Lotta ai cinghiali: primo passo dalla Lombardia
L'appello è arrivato nei giorni scorsi dalla Coldiretti, che ha scritto una lettera ad Angelo Ferrari, Commissario straordinario alla Peste suina africana. «Considerata la situazione di estrema emergenza per i danni e gli incidenti stradali provocati dalla fauna selvatica sono del tutto fuori luogo, vanno contro la realtà dei fatti e danneggiano il Paese le proposte di abolizione della caccia avanzate - ha sottolineato il presidente Ettore Prandini - per contingenti e strumentali interessi politici. Ridurre numericamente la specie cinghiale significa rallentare la diffusione della Peste suina africana in quelle zone dove maggiore è la presenza di filiere agroindustriali legate agli allevamenti di maiali che garantiscono reddito, occupazione ed indotto all’Italia».
In sostanza, Coldiretti ha chiesto di allargare ulteriormente la caccia ai cinghiali e un primo segnale positivo, dicevamo, è arrivato dalla Lombardia. «Considerata la situazione di estrema emergenza per i danni e gli incidenti stradali provocati dalla fauna selvatica, il parere positivo espresso dagli esperti dal Ministero sull’attività venatoria per contenere i cinghiali è un primo passo significativo», ha commentato Prandini.
La soluzione? L'abbattimento
A dire che la soluzione a questa emergenza sia l'abbattimento sono stati direttamente gli italiani. Oltre otto su dieci (81%), secondo l’indagine Coldiretti/Ixè, pensano che l’invasione dei cinghiali vada affrontata con il ricorso agli abbattimenti, soprattutto incaricando personale specializzato per ridurne il numero.
In Liguria, una delle regioni maggiormente colpite dalla Peste suina e con un contingente di cinghiali stimato sopra le 50mila unità, qualcosa è già stato fatto. Lo scorso anno sono stati cacciati 19.695 cinghiali, l'84,7% del contingente massimo fissato a 23.240 capi. Quest'anno la cifra è stata alzata a 35.451 cinghiali, con l'obiettivo di combatterne la proliferazione incontrollata.

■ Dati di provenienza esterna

PR #9571, opened 2017-10-30
[TIMOB-25459] Android: toImage method needs parity with iOS

ypbnv:
**JIRA:** https://jira.appcelerator.org/browse/TIMOB-25459

**Description:**
Result from calling toImage is returned directly to the callback function. Should be in a dictionary with "blob" key to match iOS behavior.

**Test case:**
app.js
```
var view = Ti.UI.createView({backgroundColor: 'green', width: 150, height: 150, top: 100});
var content = Ti.UI.createView({backgroundColor: 'blue', width: 45, height: 45});
var imageView = Ti.UI.createImageView({width: 150, height: 150, top: 300});
view.add(content);
win.add(view);
win.addEventListener('postlayout', function() {
	view.toImage(function(e) {
		imageView.setImage(e.blob);
	});
})
win.add(imageView);
win.open();
```

### DIFF
--- a/android/titanium/src/java/org/appcelerator/titanium/proxy/TiViewProxy.java
+++ b/android/titanium/src/java/org/appcelerator/titanium/proxy/TiViewProxy.java
@@ -991,7 +991,9 @@ public abstract class TiViewProxy extends KrollProxy implements Handler.Callback
 			blob  = TiBlob.blobFromImage(Bitmap.createBitmap(1, 1, Config.ARGB_8888));
 			Runnable renderRunnable = new Runnable() {
 				public void run() {
-					callback.callAsync(getKrollObject(), new Object[] {handleToImage()});
+					KrollDict callbackResult = new KrollDict();
+					callbackResult.put("blob", handleToImage());
+					callback.callAsync(getKrollObject(), callbackResult);
 				}
 			};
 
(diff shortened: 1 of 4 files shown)


jquick-axway (commented):
@ypbnv, @hansemannn,

We currently document that the callback argument is `Ti.Blob` here...
http://docs.appcelerator.com/platform/latest/#!/api/Titanium.UI.View-method-toImage

So, Android was matching the documentation. iOS was not. And Windows does not appear to support this API (have not tried it)...
https://github.com/appcelerator/titanium_mobile_windows/blob/649177875b31712d5bceacd489d4595111648b3f/Source/TitaniumKit/src/UI/ViewLayoutDelegate.cpp#L73

So, which way should we go?
We can either modify iOS to match the docs or take Yordan's change, but it'll require a doc change too.

garymathews:
Windows does support this API, it's implemented [here](https://github.com/appcelerator/titanium_mobile_windows/blob/649177875b31712d5bceacd489d4595111648b3f/Source/UI/src/WindowsViewLayoutDelegate.cpp#L242) and returns a Ti.Blob as documented.

ypbnv:
@jquick-axway, @garymathews, @hansemannn I did not find another callback returning result without dictionary in the docs. so I will update them as well. If we decide to keep it as it is now I will revert the change.

jquick-axway:
@hansemannn, agreed. Going forward, all callbacks we create in the future should provide a dictionary. That way, we can easily extend them with new properties/fields if needed.

hansemannn:
What I am wondering is, why this never popped up before. I'll do the iOS PR later this week, closing this one.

Una mosca bianca in un contesto in cui i numeri sono ancora troppo bassi. Un esempio, in questo caso, arriva dal Piemonte, dove l'anno scorso sono stati 7mila i capi abbattuti, mentre per Coldiretti servirebbe abbatterne 50mila.
A caccia con l'arco in Abruzzo
C'è poi chi, in attesa di poter ampliare il contingente massimo, ha modificato il disciplinare in merito alla caccia ai cinghiali. È l'Abruzzo, che nel documento ha inserito la possibilità del prolungamento dell'orario di prelievo dei cinghiali fino alle ore 24, il ricorso a strumenti per il miglioramento della visione notturna, come visori a infrarossi, visori termici, torce e fari e l'utilizzo dell'arco.
La sentenza di supporto
Nel frattempo, ad agosto è anche arrivata una sentenza a suo modo rivoluzionaria nel panorama della lotta ai cinghiali. Il Tar ha dato ragione all'azienda vitivinicola Durin di Ortovero, in provincia di Savona. I cinghiali, resi furiosi anche dalla siccità e dalla mancanza d'acqua, per cercare di dissetarsi si sono più volte spinti fino alle vigne, nel tentativo di mangiare l'uva, con danni ingenti. Così il Tribunale amministrativo regionale ha stabilito che i viticoltori, per tutelare la propria attività, non essendo possibile recintare i terreni sia dal punto di vista pratico sia per il costo, possono servirsi di gabbie e fucili per abbattere gli ungulati.
Stagione venatoria alle porte
Non resta quindi che attendere novità anche se i tempi stringono. La stagione venatoria è ormai alle porte. In gran parte delle regioni partirà infatti ad ottobre e proseguirà almeno fino alla fine dell'anno (anche se calendari e giorni variano da zona a zona).
La volontà degli enti, Regioni comprese, sembra chiara: porre fine all'invasione. I numeri dicono che è arrivato il momento di farlo.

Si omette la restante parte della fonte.